What you have to do:
The expected output is the first line of the data below and every line after it, up to and including the line containing "### On Linux", each reproduced exactly.

Exercise data:
PR #616, opened 2022-04-08
Add `net6.0` as a target framework

Jevonius:
Adds `net6.0` as a target framework, including handling cases where functions are Windows-only for `net6.0`.

### DIFF
--- a/README.md
+++ b/README.md
@@ -16,7 +16,7 @@ Debugging symbols are available in symbol packages in the AppVeyor build artifac
 
 ## License
 
-Castle Core is &copy; 2004-2021 Castle Project. It is free software, and may be redistributed under the terms of the [Apache 2.0](http://opensource.org/licenses/Apache-2.0) license.
+Castle Core is &copy; 2004-2022 Castle Project. It is free software, and may be redistributed under the terms of the [Apache 2.0](http://opensource.org/licenses/Apache-2.0) license.
 
 ## Contributing
 
@@ -36,9 +36,9 @@ build.cmd
 
 Compilation requires a C# 9 compiler, an up-to-date .NET Core SDK, and MSBuild 15+ (which should be included in the former).
 
-Running the unit tests additionally requires the .NET Framework 4.6.2+ as well as the .NET Core 2.1 and 3.1 runtimes to be installed. (If you do not have all of those installed, you can run the tests for a specific target framework using `dotnet test -f <framework>`.)
+Running the unit tests additionally requires the .NET Framework 4.6.2+ as well as the .NET Core 2.1, 3.1 and 6.0 runtimes to be installed. (If you do not have all of those installed, you can run the tests for a specific target framework using `dotnet test -f <framework>`.)
 
-These requirements should be covered by Visual Studio 2019 and the .NET 5 SDK.
+These requirements should be covered by Visual Studio 2022 and the .NET 6 SDK.
 
 ### On Linux
 
@@ -48,7 +48,7 @@ These requirements should be covered by Visual Studio 2019 and the .NET 5 SDK.
 
 Compilation requires an up-to-date .NET Core SDK.
 
-Running the unit tests additionally requires the .NET Core 3.1 runtime to be installed, as well as either Docker or Mono. For the latter, we recommend Mono 5.10+, though older versions (4.6.1+) might still work as well.
+Running the unit tests additionally requires the .NET Core 3.1 and 6.0 runtimes to be installed, as well as either Docker or Mono. For the latter, we recommend Mono 5.10+, though older versions (4.6.1+) might still work as well.
 
 :information_source: **Mono runtime support:** Castle Core runs with minor limitations and defects on Mono 4.0.2+ (however 4.6.1+ is highly recommended, or 5.10+ if your code uses new C# 7.x language features such as `in` parameters).
 
--- a/README.md
+++ b/README.md
@@ -66,8 +66,6 @@ Symbol                              | .NET 4.6.2         | .NET Standard 2.x
 `FEATURE_ASSEMBLYBUILDER_SAVE`      | :white_check_mark: | :no_entry_sign:
 `FEATURE_SERIALIZATION`             | :white_check_mark: | :no_entry_sign:
 `FEATURE_SYSTEM_CONFIGURATION`      | :white_check_mark: | :no_entry_sign:
----                                 |                    |
-`DOTNET462`                         | :white_check_mark: | :no_entry_sign:
 
 * `FEATURE_APPDOMAIN` - enables support for features that make use of an AppDomain in the host.
 * `FEATURE_ASSEMBLYBUILDER_SAVE` - enabled support for saving the dynamically generated proxy assembly.
--- a/ref/Castle.Core-net6.0.cs
+++ b/ref/Castle.Core-net6.0.cs
@@ -205,6 +205,7 @@ namespace Castle.Components.DictionaryAdapter
         public System.Collections.Generic.IDictionary<string, Castle.Components.DictionaryAdapter.PropertyDescriptor> Properties { get; }
         public void AddCopyStrategy(Castle.Components.DictionaryAdapter.IDictionaryCopyStrategy copyStrategy) { }
     }
+    [System.Diagnostics.DebuggerDisplay("Type: {Type.FullName,nq}")]
     public class DictionaryAdapterMeta
     {
         public DictionaryAdapterMeta(System.Type type, System.Type implementation, object[] behaviors, Castle.Components.DictionaryAdapter.IDictionaryMetaInitializer[] metaInitializers, Castle.Components.DictionaryAdapter.IDictionaryInitializer[] initializers, System.Collections.Generic.IDictionary<string, Castle.Components.DictionaryAdapter.PropertyDescriptor> properties, Castle.Components.DictionaryAdapter.IDictionaryAdapterFactory factory, System.Func<Castle.Components.DictionaryAdapter.DictionaryAdapterInstance, Castle.Components.DictionaryAdapter.IDictionaryAdapter> creator) { }
@@ -567,6 +568,8 @@ namespace Castle.Components.DictionaryAdapter
     {
         public KeySubstitutionAttribute(string oldValue, string newValue) { }
     }
+    [System.Diagnostics.DebuggerDisplay("Count = {Count}, Adapter = {Adapter}")]
+    [System.Diagnostics.DebuggerTypeProxy(typeof(Castle.Components.DictionaryAdapter.ListProjectionDebugView<T>))]
     public class ListProjection<T> : Castle.Components.DictionaryAdapter.IBindingListSource, Castle.Components.DictionaryAdapter.IBindingList<T>, Castle.Components.DictionaryAdapter.ICollectionAdapterObserver<T>, Castle.Components.DictionaryAdapter.ICollectionProjection, System.Collections.Generic.ICollection<T>, System.Collections.Generic.IEnumerable<T>, System.Collections.Generic.IList<T>, System.Collections.ICollection, System.Collections.IEnumerable, System.Collections.IList, System.ComponentModel.IBindingList, System.ComponentModel.ICancelAddNew, System.ComponentModel.IChangeTracking, System.ComponentModel.IEditableObject, System.ComponentModel.IRaiseItemChangedEvents, System.ComponentModel.IRevertibleChangeTracking
     {
         public ListProjection(Castle.Components.DictionaryAdapter.ICollectionAdapter<T> adapter) { }
@@ -659,6 +662,7 @@ namespace Castle.Components.DictionaryAdapter
         public object NewValue { get; }
         public object OldValue { get; }
     }
+    [System.Diagnostics.DebuggerDisplay("{Property.DeclaringType.FullName,nq}.{PropertyName,nq}")]
     public class PropertyDescriptor : Castle.Components.DictionaryAdapter.IDictionaryBehavior, Castle.Components.DictionaryAdapter.IDictionaryKeyBuilder, Castle.Components.DictionaryAdapter.IDictionaryPropertyGetter, Castle.Components.DictionaryAdapter.IDictionaryPropertySetter
     {
         protected System.Collections.Generic.List<Castle.Components.DictionaryAdapter.IDictionaryBehavior> dictionaryBehaviors;
@@ -1119,7 +1123,9 @@ namespace Castle.Components.DictionaryAdapter.Xml
     }
     public static class Try
     {
+        [System.Diagnostics.DebuggerHidden]
         public static bool Failure<T>(out T result) { }
+        [System.Diagnostics.DebuggerHidden]
         public static bool Success<T>(out T result, T value) { }
     }
     public static class TypeExtensions
@@ -1978,6 +1984,7 @@ namespace Castle.Core.Logging
         public override Castle.Core.Logging.ILogger CreateChildLogger(string loggerName) { }
         protected override void Log(Castle.Core.Logging.LoggerLevel loggerLevel, string loggerName, string message, System.Exception exception) { }
     }
+    [System.Runtime.Versioning.SupportedOSPlatform("windows")]
     public class DiagnosticsLogger : Castle.Core.Logging.LevelFilteredLogger, System.IDisposable
     {
         public DiagnosticsLogger(string logName) { }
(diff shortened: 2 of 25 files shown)


Jevonius:
Having tweaked how `MONO_EVENTLOG_TYPE` is being set in `DiagnosticsLoggerTestCase`, I briefly considered adding logic in a static constructor for `DiagnosticsLogger` to automatically set `MONO_EVENTLOG_TYPE` when using Mono. Realised that probably warrants some discussion though, given it would be a change to default behaviour and could be undesirable.
Code would have been along the lines of:
``` C#
static DiagnosticsLogger()
{
	if (RunningOnMono() && string.IsNullOrEmpty(Environment.GetEnvironmentVariable("MONO_EVENTLOG_TYPE")))
	{
		Environment.SetEnvironmentVariable("MONO_EVENTLOG_TYPE", "local:" + Environment.CurrentDirectory);
	}
}

private static bool RunningOnMono()
{
	// taken from http://www.mono-project.com/FAQ:_Technical
	return Type.GetType("Mono.Runtime") != null;
}
```

Jevonius:
Not entirely sure why for commit [e078044](https://github.com/castleproject/Core/pull/616/commits/e0780442c376b1c7d3b9c04029da1f5fc14a8b04) the [GitHub Ubuntu build](https://github.com/castleproject/Core/runs/5892963347?check_suite_focus=true) failed to respect `SupportedOSPlatform`, whereas the [AppVeyor Ubuntu build](https://ci.appveyor.com/project/castleproject/core/builds/43182665) did, but have switched to the NUnit Platform attribute which is more consistent with elsewhere in the codebase anyway.

There are a few places I've had to make code "Windows only" which are probably worthy of review - I've generally limited this to when on `net6.0` but there is a change in `DynamicProxy` around COM interop that it would be good to get a second opinion on. I tried checking the Mono source and limiting to Windows here is _probably_ correct, but `Marshal.GetIUnknownForObject`'s behaviour on Mono is unclear to me (see [IsComObject](https://github.com/mono/mono/blob/main/mcs/class/corlib/System.Runtime.InteropServices/Marshal.cs#L840-L848), and [GetIUnknownForObject](https://github.com/mono/mono/blob/main/mcs/class/corlib/System.Runtime.InteropServices/Marshal.cs#L609-L618)).

Jevonius:
Need to update README and CHANGELOG.

src/Castle.Core/Castle.Core.csproj
```diff
@@ -3,7 +3,15 @@
...
 	<PropertyGroup>
-		<TargetFrameworks>net462;netstandard2.0;netstandard2.1</TargetFrameworks>
+		<TargetFrameworks>net462;netstandard2.0;netstandard2.1;net6.0</TargetFrameworks>
+
+		<NoWarn>$(NoWarn);SYSLIB0003</NoWarn>
+		<!--
+			Code Access Security is not available in Core, and obsolete in net5.0+
+			This stops warnings about SYSLIB0003 (https://docs.microsoft.com/en-us/dotnet/fundamentals/syslib-diagnostics/syslib0003)
+			Depending on how these are deprecated in a future dotnet release, may need to wrap relevant code with "#if NET462_OR_GREATER" or similar instead.
+		-->
```
stakx, line 13: (As above, I'm surprised this is necessary, and that we still have CAS code sticking around.)

src/Castle.Core/DynamicProxy/ProxyGenerator.cs
```diff
@@ -558,7 +556,7 @@ public object CreateInterfaceProxyWithTarget(Type interfaceToProxy, object targe
 
 			if (target != null)
 			{
-				if (Marshal.IsComObject(target))
+				if (RuntimeInformation.IsOSPlatform(OSPlatform.Windows) && Marshal.IsComObject(target))
```
stakx, line 559: I am somewhat doubtful that this additional runtime check is truly needed, just because we're adding the `net6.0` TFM.

I understand that improved diagnostics now produce a _compile-time_ warning that wasn't there before, and that's why you're adding this additional _run-time_ check.

However, AFAIK we haven't actually gotten run-time errors in the past due to calling `Marshal.IsComObject` when we should not, so I would tend to simply suppressing that new compiler warning instead of introducing an additional NuGet dependency.

Other opinions?

ref/Castle.Core-net6.0.cs
```diff
@@ -205,6 +205,7 @@ public class DictionaryAdapterInstance
         public System.Collections.Generic.IDictionary<string, Castle.Components.DictionaryAdapter.PropertyDescriptor> Properties { get; }
         public void AddCopyStrategy(Castle.Components.DictionaryAdapter.IDictionaryCopyStrategy copyStrategy) { }
     }
+    [System.Diagnostics.DebuggerDisplay("Type: {Type.FullName,nq}")]
```
stakx, line 208: (Seeing this change while reviewing the PR commit by commit:)

This is strange. Updating stuff in the test project shouldn't change the `ref/` file for the main library. Should this change (and the other ones in the same file) have been included in an earlier commit?

src/Castle.Core.Tests/PublicApiTestCase.cs
```diff
@@ -31,6 +31,7 @@ namespace Castle
 	///   the assertion will obviously fail if someone changes the public API without also including the change to the ref/*.cs files
 	/// </summary>
 	[TestFixture]
+	[System.Runtime.Versioning.SupportedOSPlatform("windows")]
```
stakx: (Looking at this change while reviewing this PR commit by commit:)

~~The commit message claims this will lead to the code only getting executed on Windows. I thought this attribute only affects compilation warnings; in order to actually filter a test by platform, wouldn't we typically use NUnit's `[Platform]` attribute?~~

(Ah, you're going to replace with `[Platform(...)]` in the next commit. I suppose you could squash those two commits to clean things up a little, but I'm fine with it either way.)

src/Castle.Core.Tests/PublicApiTestCase.cs
```diff
@@ -1,4 +1,4 @@
-﻿// Copyright 2004-2021 Castle Project - http://www.castleproject.org/
+﻿// Copyright 2004-2022 Castle Project - http://www.castleproject.org/
```
stakx, line 1: (You could perhaps squash the two "update copyright header" commits into a single one. But I'm fine with it either way.)

stakx (commented):
This looks mostly good to me! :+1: Apart from some comments, I really only have a single request:

Please check whether the Mono runtime guard for `Marshal.IsComObject`, and the related additional NuGet dependency on `net462` is truly necessary. I would personally have gone with simply suppressing the compiler warning instead.

Also, it seems that you're using a different username / email in your commits than on GitHub, is that intentional or did you want to change the commit author to match your GitHub profile?

stakx:
> I briefly considered adding logic in a static constructor for `DiagnosticsLogger` to automatically set `MONO_EVENTLOG_TYPE` when using Mono. Realised that probably warrants some discussion though, given it would be a change to default behaviour and could be undesirable.

I'd keep such a change out of this PR, since it isn't required for adding the `net6.0` target.

src/Castle.Core.Tests/Castle.Core.Tests.csproj
```diff
@@ -3,7 +3,14 @@
...
 	<PropertyGroup>
-		<TargetFrameworks>net462;netcoreapp2.1;netcoreapp3.1</TargetFrameworks>
+		<TargetFrameworks>net462;netcoreapp2.1;netcoreapp3.1;net6.0</TargetFrameworks>
+
+		<NoWarn>$(NoWarn);SYSLIB0003</NoWarn>
+		<!--
+			Code Access Security is not available in Core, and obsolete in net5.0+
+			This stops warnings about SYSLIB0003 (https://docs.microsoft.com/en-us/dotnet/fundamentals/syslib-diagnostics/syslib0003)
+			Depending on how these are deprecated in a future dotnet release, may need to wrap relevant code with "#if NET462_OR_GREATER" or similar at some point.
+		-->
```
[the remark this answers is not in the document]
jonorossi: I agree with @stakx, surprised to see this.

Could this be changed to `#pragma warning disable` around the code rather than here so that we can see exactly what's using it and so more code isn't added.

I guess it'll at least be this unit test:
https://github.com/castleproject/Core/blob/d88e94447150996973d947a150ffda5efc0c3c1c/src/Castle.Core.Tests/DynamicProxy.Tests/AttributesToAvoidReplicatingTestCase.cs#L77-L80

src/Castle.Core.Tests/Castle.Core.Tests.csproj
```diff
@@ -59,11 +65,15 @@
 	<ItemGroup Condition="'$(TargetFramework)'=='netcoreapp2.1'OR'$(TargetFramework)'=='netcoreapp3.1'">
 		<PackageReference Include="System.Security.Permissions" Version="4.7.0" />
 	</ItemGroup>
+	<ItemGroup Condition="'$(TargetFramework)'=='net6.0'">
+		<PackageReference Include="System.Security.Permissions" Version="6.0.0" />
+	</ItemGroup>
```
jonorossi, line 70: Is there a reason we can't just use 6.0.0 on all targets? Looks like it supports our targets.

src/Castle.Core/Castle.Core.csproj
jonorossi: Same as above, change to pragma.

src/Castle.Core/Castle.Core.csproj
```diff
@@ -40,6 +49,10 @@
 		<PackageReference Include="System.Diagnostics.EventLog" Version="4.7.0" />
 	</ItemGroup>
 
+	<ItemGroup Condition="'$(TargetFramework)'=='net6.0'">
+		<PackageReference Include="System.Diagnostics.EventLog" Version="6.0.0" />
+	</ItemGroup>
+
```
jonorossi, line 55: Similar to above, can we not use 6.0.0 for all?

src/Castle.Core/DynamicProxy/ProxyGenerator.cs
jonorossi: `IsComObject` probably works on any platform as I think it just inspects the .NET type.

I too would prefer a pragma to suppress the warning and leave this without the runtime check.

src/Castle.Core/Core/Logging/DiagnosticsLogger.cs
```diff
@@ -23,6 +23,9 @@ namespace Castle.Core.Logging
 	/// </summary>
 #if FEATURE_SERIALIZATION
 	[Serializable]
+#endif
+#if NET6_0_OR_GREATER
+	[System.Runtime.Versioning.SupportedOSPlatform("windows")]
 #endif
```
jonorossi, line 29: Should this be `NET5_0_OR_GREATER` since `SupportedOSPlatformAttribute` was added in .NET 5? Obviously not that important because we don't build a .NET 5 build.

README.md
```diff
@@ -36,9 +36,9 @@ build.cmd
 
 Compilation requires a C# 9 compiler, an up-to-date .NET Core SDK, and MSBuild 15+ (which should be included in the former).
 
-Running the unit tests additionally requires the .NET Framework 4.6.2+ as well as the .NET Core 2.1 and 3.1 runtimes to be installed. (If you do not have all of those installed, you can run the tests for a specific target framework using `dotnet test -f <framework>`.)
+Running the unit tests additionally requires the .NET Framework 4.6.2+ as well as the .NET Core 2.1, 3.1 and 6.0 runtimes to be installed. (If you do not have all of those installed, you can run the tests for a specific target framework using `dotnet test -f <framework>`.)
```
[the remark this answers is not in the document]
jonorossi: IIRC we needed to target netcoreapp2.1+ to use the new NUnit runner, it didn't work on 2.0.

jonorossi (changes requested):

Jevonius:
Apologies for the delay getting back to this - have been swamped. Hoping to get on it again later this week.

README.md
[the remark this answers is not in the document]
Jevonius: I noticed the tests weren't being run against 2.1, which effectively means the `netstandard2.0` target isn't tested. Didn't want to get distracted in this branch though.

src/Castle.Core.Tests/Castle.Core.Tests.csproj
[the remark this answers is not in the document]
Jevonius: There's one instance in `Castle.Core`, and a few in `Castle.Core.Tests`:
https://github.com/castleproject/Core/blob/d88e94447150996973d947a150ffda5efc0c3c1c/src/Castle.Core/DynamicProxy/Generators/AttributesToAvoidReplicating.cs#L35

https://github.com/castleproject/Core/blob/d88e94447150996973d947a150ffda5efc0c3c1c/src/Castle.Core.Tests/DynamicProxy.Tests/AttributesToAvoidReplicatingTestCase.cs#L74

https://github.com/castleproject/Core/blob/d88e94447150996973d947a150ffda5efc0c3c1c/src/Castle.Core.Tests/DynamicProxy.Tests/AttributesToAvoidReplicatingTestCase.cs#L86

https://github.com/castleproject/Core/blob/d88e94447150996973d947a150ffda5efc0c3c1c/src/Castle.Core.Tests/DynamicProxy.Tests/AttributesToAvoidReplicatingTestCase.cs#L89

Happy to move the suppression to be `#pragma warning disable SYSLIB0001` if that's preferable - for the test file, would you want it for each instance, or just once at the top of the file?

src/Castle.Core.Tests/PublicApiTestCase.cs
Jevonius: I tend to favour full history, so haven't had much experience with squashing commits - happy to give it a shot if that's the preference here though.

src/Castle.Core.Tests/Castle.Core.Tests.csproj
Jevonius: It does, but unfortunately the 6.0.0 package adds a target file for `netcoreapp2.0` which causes a build error (not just a warning) for EOL targets. See https://nuget.info/packages/System.Diagnostics.EventLog/6.0.0 -> `buildTransitive\netcoreapp2.0\System.Diagnostics.EventLog.targets`

src/Castle.Core/Core/Logging/DiagnosticsLogger.cs
Jevonius: I went with 6 because 5 was never targeted.

ref/Castle.Core-net6.0.cs
Jevonius: I'm struggling to recreate this now (i.e. the version of the file without this addition - I remember being confused by it at the time, but I can't remember the cause. Quite likely it is related to a previous commit, and I didn't rerun all the tests at the time, so found this change at a later point.

Jevonius:
> Please check whether the Mono runtime guard for `Marshal.IsComObject`, and the related additional NuGet dependency on `net462` is truly necessary. I would personally have gone with simply suppressing the compiler warning instead.
I've tweaked the guards that were using the nuget package to work with preprocessor directives instead.

> Also, it seems that you're using a different username / email in your commits than on GitHub, is that intentional or did you want to change the commit author to match your GitHub profile?
This wasn't intentional, just an oversight, but I've added that email as a secondary on my account so it should all link up properly now - thanks for the prompt.

I think I've covered what's been raised, except for squashing commits - not sure if that was just a preference for future reference, or a request for this PR?

jonorossi:
> Apologies for the delay getting back to this - have been swamped. Hoping to get on it again later this week.

Cheers. Sorry for not getting to reviewing this again until now, last week was crazy.

> I've tweaked the guards that were using the nuget package to work with preprocessor directives instead. Keen to keep the Windows checks in place for net6+ so that cross-platform consumers don't get unexpected errors.

Sounds good.

> I think I've covered what's been raised, except for squashing commits - not sure if that was just a preference for future reference, or a request for this PR?

I'll have a browse through it again now. Just a preference, @stakx's commits are a clean masterpiece hiding all of his mess of back and forth 😆 .

src/Castle.Core.Tests/Castle.Core.Tests.csproj
jonorossi: Cheers. All good.

ref/Castle.Core-net6.0.cs
jonorossi: The class has the attribute, so resolving this comment:

https://github.com/castleproject/Core/blob/38298f3ce58902a354412ad6be136c367f12a95e/src/Castle.Core/Components.DictionaryAdapter/DictionaryAdapterMeta.cs#L23-L24

README.md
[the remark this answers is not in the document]
jonorossi: Resolving this comment for now. Let's keep this pull request for .NET 6 moving.

jonorossi (approved):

Solved exercise:
PR #616, opened 2022-04-08
Add `net6.0` as a target framework

Jevonius:
Adds `net6.0` as a target framework, including handling cases where functions are Windows-only for `net6.0`.

### DIFF
--- a/README.md
+++ b/README.md
@@ -16,7 +16,7 @@ Debugging symbols are available in symbol packages in the AppVeyor build artifac
 
 ## License
 
-Castle Core is &copy; 2004-2021 Castle Project. It is free software, and may be redistributed under the terms of the [Apache 2.0](http://opensource.org/licenses/Apache-2.0) license.
+Castle Core is &copy; 2004-2022 Castle Project. It is free software, and may be redistributed under the terms of the [Apache 2.0](http://opensource.org/licenses/Apache-2.0) license.
 
 ## Contributing
 
@@ -36,9 +36,9 @@ build.cmd
 
 Compilation requires a C# 9 compiler, an up-to-date .NET Core SDK, and MSBuild 15+ (which should be included in the former).
 
-Running the unit tests additionally requires the .NET Framework 4.6.2+ as well as the .NET Core 2.1 and 3.1 runtimes to be installed. (If you do not have all of those installed, you can run the tests for a specific target framework using `dotnet test -f <framework>`.)
+Running the unit tests additionally requires the .NET Framework 4.6.2+ as well as the .NET Core 2.1, 3.1 and 6.0 runtimes to be installed. (If you do not have all of those installed, you can run the tests for a specific target framework using `dotnet test -f <framework>`.)
 
-These requirements should be covered by Visual Studio 2019 and the .NET 5 SDK.
+These requirements should be covered by Visual Studio 2022 and the .NET 6 SDK.
 
 ### On Linux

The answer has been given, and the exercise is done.